- 15 Feb 21
“The current situation makes this impossible.”
The Who have cancelled their planned 10-date tour of the UK and Ireland, which was set to launch at Dublin’s 3Arena on March 5.
Postponed from last March, the rescheduled tour was facing on-going restrictions designed to combat the transmission of the Covid-19 virus.
In a joint statement, guitarist Pete Townshend and frontman Roger Daltrey expressed their disappointment at having to push back the dates for a second time.
“We are very sorry that we have to cancel our planned March 2021 UK and Ireland shows. Please excuse the delay but we wanted to wait as long as possible to see if we could indeed play them. However, as you can see the current situation makes this impossible. Thanks for all your wonderful support and we hope to see you in the future when conditions allow.”
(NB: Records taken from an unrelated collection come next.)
PR #309, opened 2018-09-25
sshdriver: use -f if ssh is used with password

jremmet:
-n to put the ssh program to background doesn't work with password.
Use -f instead.

### DIFF
--- a/labgrid/driver/sshdriver.py
+++ b/labgrid/driver/sshdriver.py
@@ -53,7 +53,7 @@ class SSHDriver(CommandMixin, Driver, CommandProtocol, FileTransferProtocol):
         )
         # use sshpass if we have a password
         sshpass = "sshpass -e " if self.networkservice.password else ""
-        args = ("{}ssh -n {} -x -o ConnectTimeout=30 -o ControlPersist=300 -o UserKnownHostsFile=/dev/null -o StrictHostKeyChecking=no -o ServerAliveInterval=15 -MN -S {} -p {} {}@{}").format( # pylint: disable=line-too-long
+        args = ("{}ssh -f {} -x -o ConnectTimeout=30 -o ControlPersist=300 -o UserKnownHostsFile=/dev/null -o StrictHostKeyChecking=no -o ServerAliveInterval=15 -MN -S {} -p {} {}@{}").format( # pylint: disable=line-too-long
             sshpass, self.ssh_prefix, control, self.networkservice.port,
             self.networkservice.username, self.networkservice.address).split(" ")
 


jluebbe:
From the documentation, it seems we should be able to always use `-f`:
```
     -f      Requests ssh to go to background just before command execution.  This is useful if
             ssh is going to ask for passwords or passphrases, but the user wants it in the back‐
             ground.  This implies -n.  The recommended way to start X11 programs at a remote
             site is with something like ssh -f host xterm.
```
Indeed, we had -f before, but changed to -n in #177. @tgbloks could you comment here? Did you use `-n` together with `sshpass`?

We let ssh put itself into the background to detect when it has connected successfully, but I'm open to changing that if we find a better way.

tgbloks:
i switched to -n because with -f i did not always get sucessful connection (using sshpass).
Hope i will get a chance to test with the latest lagrid code tomorrow...

jremmet:
Here with -n ssh returns an I run into
            if self.process.wait(timeout=30) is not 0:
                raise ExecutionError(

tgbloks:
i rechecked my tests (using sshpass) with the latest labgrid version with -f and -n.
With -n it works fine for me (just as it used to...) but with -f i sometimes (about every 10th time i run my test) get asked for the ssh password during the test (because the ssh master died somehow?).
Sadly i forgot to check the ssh versions i used but i will post them here once i did...

jremmet:
Thanks for looking into it.
Here I use OpenSSH_7.2p2 Ubuntu-4ubuntu2.4, OpenSSL 1.0.2g. and Python 3.5.2.

Does the "ssh -n" call return and end if you use it on the command line? Here it does, and process.wait(timeout=30) returns 1, throwing the ExecutionError.

jremmet:
Still have trouble with "ssh -n". 
If I remove "self.process.wait(timeout=30) is not 0" check it works.

Should I create an Issue for this?

jluebbe:
> Still have trouble with "ssh -n".
> If I remove "self.process.wait(timeout=30) is not 0" check it works.
What is the returned code in that case?

> Should I create an Issue for this?
It seems to me that these issues are related, so we can discuss them together.

@tgbloks Could you verify that the problem is caused by the ssh master dying? You can query the master similar to how _check_master() works.

tgbloks:
iirc i tried to connnect to the master (or looked up the process)when my "unexpected login" problems appeared. Anyway the the timeout problem from @jremmet  makes perfect sense as ssh -n should not return (neither does it when i try manually) -> atm i dont have an explanation why -n works better (or at all) for me while -f should be what we want here. I am fine with switching to -f again - at least until i had some more time to look into my (most likely very specific) problem.

jremmet:
> > Still have trouble with "ssh -n".
> > If I remove "self.process.wait(timeout=30) is not 0" check it works.
> > What is the returned code in that case?

Return value is 1

jremmet:
> iirc i tried to connnect to the master (or looked up the process)when my "unexpected login" problems appeared. Anyway the the timeout problem from @jremmet makes perfect sense as ssh -n should not return (neither does it when i try manually) -> atm i dont have an explanation why -n works better (or at all) for me while -f should be what we want here. I am fine with switching to -f again - at least until i had some more time to look into my (most likely very specific) problem.

Here ssh -n shows the greater and goes to background. The process runs there but process.wait(timeout=30) returns 1
Python 3.5.2

jremmet:
like @tgbloks suggested I rebased on master and switched to -f

bbara:
Hey, any updates on this?
The call with -n also fails on my machine with "stdin: is not a tty".
This makes sense to me, since -n redirects /dev/null:
```
    -n       Redirects stdin from /dev/null (actually, prevents reading from
             stdin).  This must be used when ssh is run in the background.  A com‐
             mon trick is to use this to run X11 programs on a remote machine.  For
             example, ssh -n shadows.cs.hut.fi emacs & will start an emacs on shad‐
             ows.cs.hut.fi, and the X11 connection will be automatically forwarded
             over an encrypted channel.  The ssh program will be put in the back‐
             ground.  (This does not work if ssh needs to ask for a password or
             passphrase; see also the -f option.)
```

> With -n it works fine for me (just as it used to...) but with -f i sometimes (about every 10th time i run my test) get asked for the ssh password during the test (because the ssh master died somehow?).

@tgbloks are you logging in with SSH key + password or user + password?
Because -n actually should not allow any password interaction with the SSH server,
so maybe sshpass interacts with your local ssh-agent or something like that?
Have not tried it yet, but maybe SSH key + password requires different behaviour.

jluebbe:
OK, it seems that we agree that ``-f`` is should work correctly, so I'm going to merge this.
If this results in further problems, I think we should use Python's pty.openpty() to replace what sshpass does and use /dev/null as stdin for the python process.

Customers can contact their point of purchase for refunds to The Who’s UK and Ireland tour, which currently has no rescheduled dates. The band were touring in support of their 2019 album, WHO, which Pat Carty called a "defiant two fingers in the air."
Unfortunately, The Who’s forthcoming UK and Ireland tour due March 2021 has now been cancelled. Customers can contact their point of purchase regarding refunds.https://t.co/zJLxO8DZLT pic.twitter.com/Y4i7SBBUkP
— The Who (@TheWho) February 15, 2021
Daltrey and Townshend recently added their names to a letter which accused Boris Johnson’s government of “shamefully” failing British musicians in striking a Brexit deal which could make European tours “unenviable”.
In a letter published in The Times - also signed by Roger Waters, Brian May, Robert Plant and The Darkness - the musicians wrote:
“British musicians, dancers, actors and their support staff have been shamefully failed by their government. The deal done with the EU has a gaping hole where the promised free movement for musicians should be: everyone on a European music tour will now need costly work permits and a mountain of paperwork for their equipment.
“We urge the government to do what it said it would do and negotiate paperwork-free travel in Europe for British artists and their equipment," the letter continues.
"For the sake of British fans wanting to see European performers in the U.K. and British venues wishing to host them, the deal should be reciprocal.”